PR #1978, opened 2024-03-01
chore(build): size optimization

Pessimistress:
#### Change List
- Bump ocular-dev-tools
- Use `inline-webgl-constants` transformer
- Use `remove-glsl-comments` transformer

### DIFF
--- a/modules/constants/package.json
+++ b/modules/constants/package.json
@@ -35,6 +35,7 @@
   ],
   "sideEffects": false,
   "scripts": {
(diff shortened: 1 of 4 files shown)


modules/constants/package.json
```diff
@@ -35,6 +35,7 @@
   ],
   "sideEffects": false,
   "scripts": {
+    "pre-build": "npx esbuild src/index.ts --bundle --format=cjs --outfile=dist/index.cjs",
```
Pessimistress, line 38: The constants module is a dependency of the TS plugin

■ **WHAT IS EXPECTED**
The records need to be copied exactly, with no line left out.

■ **YOUR RESPONSE**
PR #1978, opened 2024-03-01
chore(build): size optimization

Pessimistress:
#### Change List
- Bump ocular-dev-tools
- Use `inline-webgl-constants` transformer
- Use `remove-glsl-comments` transformer

### DIFF
--- a/modules/constants/package.json
+++ b/modules/constants/package.json
@@ -35,6 +35,7 @@
   ],
   "sideEffects": false,
   "scripts": {
(diff shortened: 1 of 4 files shown)


modules/constants/package.json
```diff
@@ -35,6 +35,7 @@
   ],
   "sideEffects": false,
   "scripts": {
+    "pre-build": "npx esbuild src/index.ts --bundle --format=cjs --outfile=dist/index.cjs",
```
Pessimistress, line 38: The constants module is a dependency of the TS plugin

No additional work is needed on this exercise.